We’re a few weeks removed from the event that began the collapse of Mt. Gox, the Japan-based bitcoin exchange. This dramatic death of one of the first bitcoin exchanges was spurred by a report by bitcoin entrepreneur Ryan Selkis, revealing a leaked document detailing excessive bitcoin theft that happened on Mt. Gox’s watch. Unfortunately, this was probably the most press Bitcoin has ever gotten. It was catastrophic for Bitcoin, causing its price to crash, and perhaps worse yet, raising concern about the security of using bitcoins.
As one can read in the report (and elsewhere), Mt. Gox blamed these thefts on what they called a “flaw” in Bitcoin’s software. This “flaw” is a feature of Bitcoin’s software known as transaction malleability, in which the unique address associated with each transaction of bitcoins can in fact be altered. The thefts occurred when a Mt. Gox user would alter an address they used with Mt. Gox for a transaction, and complain to Mt. Gox when their new, altered address had no bitcoins sent through it. Mt. Gox used these addresses as essentially their only form of accounting, so they had no choice but to repeat the transaction at the new address. As a result, the thieves had double the bitcoins at Mt. Gox’s expense.
If you think something smells here, you’re not alone. Members of the Bitcoin community lashed out at Mt. Gox, pointing out that Bitcoin has been aware of transaction malleability, and has chosen not to address it. Transaction malleability has a number of potential constructive properties, which include any sort of operation where multiple users have to collaborate on transactions (crowdfunding, for instance). While that doesn’t change the fact that it was used for nefarious purposes in the Mt. Gox scandal, why did Mt. Gox have no accounting measures beyond the transaction addresses? Certainly a rhetorical question at best, but it begins to detail the lessons the Bitcoin community can learn from Mt. Gox.
While Bitcoin is a sophisticated software, it should not fall squarely on the shoulders of the Bitcoin programmers to ensure the safety of use of Bitcoin. That would be akin to asking the U.S. Federal Reserve to ensure that bank robberies and identity theft never occurred – the banks themselves are generally the organizations that provide security for our dollars. What I’m getting at is that Mt. Gox shouldn’t have blamed Bitcoin itself for their own oversight, and their own failure to secure the funds of their users. While Bitcoin still lacks the regulation that other currencies do, Bitcoin exchanges such as Mt. Gox are the organizations that we look to for the security of our bitcoins. We wouldn’t blame the nature of the U.S. Dollar itself if our bank account got robbed – we’d blame the bank that was supposed to protect our funds.

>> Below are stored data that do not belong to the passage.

PR #1444, opened 2024-09-09
76972 - The back button on the "Organisation details" page goes strai…

seanciv:
…ght back to "Organisation type"

### DIFF
--- a/src/EA.Weee.Web/Views/OrganisationRegistration/OrganisationDetails.cshtml
+++ b/src/EA.Weee.Web/Views/OrganisationRegistration/OrganisationDetails.cshtml
@@ -9,7 +9,7 @@
 }
 @section full_main_content
 {
-    @(this.WeeeGds().BackLink(@Url.UrlFor<OrganisationRegistrationController>(a => a.PartnerDetails())))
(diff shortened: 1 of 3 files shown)


src/EA.Weee.Web/Views/OrganisationRegistration/OrganisationDetails.cshtml
```diff
@@ -9,7 +9,7 @@
 }
 @section full_main_content
 {
-    @(this.WeeeGds().BackLink(@Url.UrlFor<OrganisationRegistrationController>(a => a.Type())))
+    @(this.WeeeGds().BackLink(@Url.UrlFor<OrganisationRegistrationController>(a => a.PartnerDetails())))
```
JohnPadgettCivica, line 12: @seanciv I think this one needs to go back to the screen relevant for the type of organisation, partner goes to partner details, registered company goes to type and sole trader goes to the other (but @stevelee-civica  is working on that)

Think there should be a Model.Organisation type so we probably have to do something like

    @if (Model.OrganisationType == ExternalOrganisationType.Partnership)
    {
// go to partner
    } else if (Model.OrganisationType == ExternalOrganisationType.RegisteredCompany)
{
// go to type
}

or have a new redirect action and do similar in that, which would probably be better as it can be tested.

PR #1445, opened 2024-09-09
Add in example producer edit details process

JohnPadgettCivica:


willdot:
> @seanciv @willdot @stevelee-civica The changes in here are the kind of process I see us following for the upcoming J3 screens. Have a look and let me know if you have questions. Note that the Edit request handler isn't in place and there are more integration tests and unit tests but this is the type of flow I think we can use.

Hey John 👋 

Not for me I guess 🤣

Issue #3925, opened 2021-04-30
Keptn bridge - Error pages


Kavindu-Dodan:
**Background**

Keptn bridge is a component which consists of  an Angular UI and an Express server. Right now, Express server is minimalistic and acts like a proxy between UI and other Keptn components (ex:- Include X Token for requests and facilitate responses).

However, with feature implementations such as #3448 & #3880 there are considerable logic introduced in server layer. And these features require error handling.

**Solution**

I can think about two approaches to implement error handling,

1. Redirect to Angular layer : Angular expose error routing
2. Minimalistic error templates in Express layer : Pug [1] is a good candidate

If we can agree on the approach, I am willing to contribute the first PRs for this feature request. 

[1] - https://www.npmjs.com/package/pug

Kavindu-Dodan:
Discussed the topic with @ermin-muratovic & following was decided for the first iteration,

- Use a minimalistic Express template to generate basic error pages 
- Use following design, inspired by Bridge Angular UI error page

![image](https://user-images.githubusercontent.com/8186721/116693844-baee6c80-a9be-11eb-8904-27d50e1adb04.png)

 I will investigate about pug [1] and work on a flexible solution. 

[1] - https://www.npmjs.com/package/pug

johannes-b:
Implemented by: https://github.com/keptn/keptn/pull/3952

PR #3952, opened 2021-05-04
Introduce server views to support better server errors

Kavindu-Dodan:
Introduce views based on Pug [1] for server errors. Solves #3925

**Previews** 

image

image

**Features**

- Customisable error title & error message
- Optional location and locationMessage

[1] https://pugjs.org/api/getting-started.html


christian-kreuzberger-dtx (approved):
Looks good to me.
Pinging @johannes-b and @ermin-muratovic on this so that they are aware of the change.

bridge/server/views/error.pug
```diff
@@ -0,0 +1,18 @@
+html
+  head
+    link(rel="stylesheet", href="/static/error.v1.css")
```
Kavindu-Dodan, line 3: Need to update relative paths as we could have different deployment base paths

christian-kreuzberger-dtx (approved):
Approving again :)
LGTM

ermin-muratovic (approved):
lgtm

As Mt. Gox files for bankruptcy, we obviously can’t say the loss of 744,000 bitcoins was a good thing. However, Bitcoin is in its infancy, and we can, at the very least, accept that the responsibility for security when using Bitcoin falls on we the users. The fall of Mt. Gox is a bump in the road for Bitcoin, but it will spur other Bitcoin exchanges to bolster their security measures, and it will compel users to be far more cautious when conducting bitcoin transactions. Mt. Gox was ultimately good for Bitcoin because of what the public stands to learn through its collapse. And, of course, because any press is good press.